Figure 4 : Imagerie subcellulaire Ca 2+ à trois canaux dans le modèle iPSC-CM. (A-B) Les iPSC-CM ont été transduits avec des sondes calciques subcellulaires pour le cytoplasme, NIR-GECO2 (rouge), le réticulum endoplasmique ER-LAR-GECO (jaune) et mtGCEPIA3 (cyan), un indicateur mitochondrial Ca2+. (B) Imagerie calcique accélérée à trois canaux avant et après un traitement à la caféine de 10 mM. (C-D) Les iPSC-CM transduits avec des indicateurs cytoplasmiques, NIR-GECO2 (rouge), réticulum endoplasmique ER-LAR-GECO (jaune) et CRAC Orai1-G-GECO (cyan) ont été visualisés. (D) L’imagerie calcique à trois canaux a été capturée. (D1) Une activité spontanée de battement à battement a été observée avec NIR-GECO2 et Orai1-G-GECO. (D2) L’efflux de calcium du RE (diminution du signal ER-LAR-GECO) a accompagné une augmentation du signal de calcium cytosolique lors du traitement à la caféine. Veuillez cliquer ici pour voir une version agrandie de cette figure.

Figure 5 : Comparaison de l’indicateur de calcium génétiquement codé (K-GECO) au colorant chimique sensible au calcium (Fluo-4) dans les CSPi-CM. (A-B) Des traces de calcium représentatives de K-GECO (A) et de Fluo-4 (B) sont présentées au fil du temps. (C) Analyse transitoire du calcium de K-GECO transduit, ou Fluo-4 chargé iPSC-CM. Veuillez cliquer ici pour voir une version agrandie de cette figure.

Tableau 1 : Effets de l’addition de composés aux paramètres transitoires de calcium dans le modèle iPSC-CM. Les valeurs de signification sont indiquées par *(p ≤ 0,05), **(p < 0,01) et ***(p < 0,001).

Vidéo animée 1 : Une activité calcique spontanée a été observée par mNG-GECO dans des cardiomyocytes dérivés de l’iPSC avec véhicule seulement. Un film pseudo-coloré d’une image en niveaux de gris est fourni. Veuillez cliquer ici pour télécharger cette vidéo.

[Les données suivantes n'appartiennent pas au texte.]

PR #3352, opened 2023-04-20
Update Matrix links for use in any client

jryans:
Riot is an old name for a Matrix client (now called Element). This updates the various Matrix links to use the generic `matrix.to` share link format instead of embedding specific client in the link.


jryans:
Hmm, let me try again starting from develop... 😅

PR #3356, opened 2023-04-20
Add check for manual declaration of isSort

### LINKED ISSUE #3329: Incorrect code generated when redeclaring sort predicate
This definition crashes the LLVM code generator by generating invalid LLVM somehow, related to the spurious redeclaration of `isNonAddr`.

I think this should maybe be caught in the frontend - when is it valid to define your own `isSort` predicates?

```k
module TYPEASSERTION
    imports BOOL-SYNTAX
    imports BASIC-K

    syntax Bool ::= isNonAddr(KItem) [function]
    syntax NonAddr ::= nonAddr(KItem)
endmodule
```

Scott-Guest:
Closes #3329 

This PR adds a check to report an error if the user does both of the following:
- declares a sort `syntax S`
- declares a symbol `syntax Bool ::= isS ( _ )`

### DIFF
--- a/k-distribution/tests/regression-new/checks/checkIsSort.k
+++ b/k-distribution/tests/regression-new/checks/checkIsSort.k
@@ -1,3 +1,4 @@
+// Copyright (c) K Team. All Rights Reserved.
 module CHECKISSORT-SYNTAX
   imports BOOL-SYNTAX
   imports BASIC-K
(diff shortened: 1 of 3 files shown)


k-distribution/tests/regression-new/checks/checkIsSort.k
```diff
@@ -0,0 +1,12 @@
+// Copyright (c) K Team. All Rights Reserved.
+module CHECKISSORT-SYNTAX
+  imports BOOL-SYNTAX
+  imports BASIC-K
+
+  syntax Bool ::= isNonAddr(KItem) [function]
+  syntax NonAddr ::= nonAddr(KItem)
```
radumereuta, line 15: Can you also add a declaration that is correct?
This way we can test for a positive case.

radumereuta (approved):

PR #3364, opened 2023-04-26
Updating mint-llvm Makefile and test from Haskell to LLVM Backend

Robertorosmaninho:
- Setting the llvm backend instead of haskell
- Importing INT to make it executable. Ex.: 
```
krun -cPGM='2*2'
<k>
  4p8 ~> .
</k>
```

Previous behavior was: 
```
krun -cPGM='2*2'
[Error] Inner Parser: Scanner error: unexpected character sequence '2'.
        Source(/home/robertorosmaninho/rv/k/k-distribution/tests/regression-new/mint-llvm/./.krun-2023-04-26-08-54-53-SItcx3JHTL/tmp.PGM.pretty.QKfhm9bCxk)
        Location(1,1,1,2)
        1 |     2*2
          .     ^
[Error] kparse: /home/robertorosmaninho/rv/k/k-distribution/bin/kast --output 
kore --definition ./test-kompiled --module TEST 
.krun-2023-04-26-08-54-53-SItcx3JHTL/tmp.PGM.pretty.QKfhm9bCxk
[Error] krun: kparse --definition ./test-kompiled --module TEST 
.krun-2023-04-26-08-54-53-SItcx3JHTL/tmp.PGM.pretty.QKfhm9bCxk
```


radumereuta (changes requested):
Can you also add some tests, please?
Something that tests a positive case, maybe a negative case, and something with an overflow, just to make sure we're using the correct implementation.

dwightguth:
@Robertorosmaninho there are already tests you can reconstruct in the llvm backend repo version of this test, which is test30.k. You will need to reconstruct the unparsed version of those tests, since they exist as KORE in the llvm backend repo, but that's not very hard to do.

dwightguth:
Looks good otherwise though.

Robertorosmaninho:
Actually, @dwightguth, the [test30.k](https://github.com/runtimeverification/llvm-backend/blob/master/test/defn/k-files/test30.k) is almost equal to the [test.k](https://github.com/runtimeverification/k/blob/25964b04ffbe41f3f8f757588e6a40b74bf47777/k-distribution/tests/regression-new/mint-llvm/test.k) that I'm already modifying in this PR. So, I'm not sure which more tests we should have here different than this already created to test the mint implementation.

dwightguth:
@Robertorosmaninho the idea is that we want the tests that execute the program to exist in both the frontend and the backend, but currently, the frontend test only compiles the definition and doesn't execute anything.

Robertorosmaninho:
@dwightguth  @radumereuta, the outputs of these tests are in `MINT{8}` instead of being cast again to `INT` as the llvm tests. Should I keep it this way (not modifying the test logic) or change it to have the same behavior as `test30.k`?

k-distribution/tests/regression-new/mint-llvm/13.test.out
```diff
@@ -0,0 +1,3 @@
+<k>
+  true ~> .
+</k>
```
radumereuta, line 3: Is this supposed to be true?
This is also true: `127 > -1`
and `- 1 == 255p8`

radumereuta (approved):
I'm happy with the front end tests.
Before merging, please make sure the test I mentioned is correct.

k-distribution/tests/regression-new/mint-llvm/13.test.out
dwightguth: Yes, this is correct. The MInt module provides two different comparison operators. One is signed comparison, the other is unsigned comparison. The reason both exist is exactly because of this case. But the semantics of this test specifically uses signed comparison.

For comparison, 255 > 127 would return false.

dwightguth (approved):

Figure supplémentaire 1 : Représentation schématique du vecteur adénoviral. Cela inclut la rhodopsine ChR2 en tant qu’actionneur, avec un indicateur de calcium fluorescent rouge K-GECO comme rapporteur de calcium pour un test entièrement optique. Le canal ionique sensible à la lumière permet aux cellules excitables d’être dépolarisées par la lumière dans la gamme bleu-vert du spectre visible. Une lumière de 470 nm a été utilisée dans ces expériences. Les transitoires de calcium dans les cellules excitables peuvent être imagés simultanément par K-GECO, qui nécessite une lumière d’excitation verte, produisant des émissions rouges. Veuillez cliquer ici pour télécharger ce fichier.

LumiSTAR a déposé une demande de protection par brevet pour l’utilisation de K-GECO, NIR-GECO et LAR-GECO.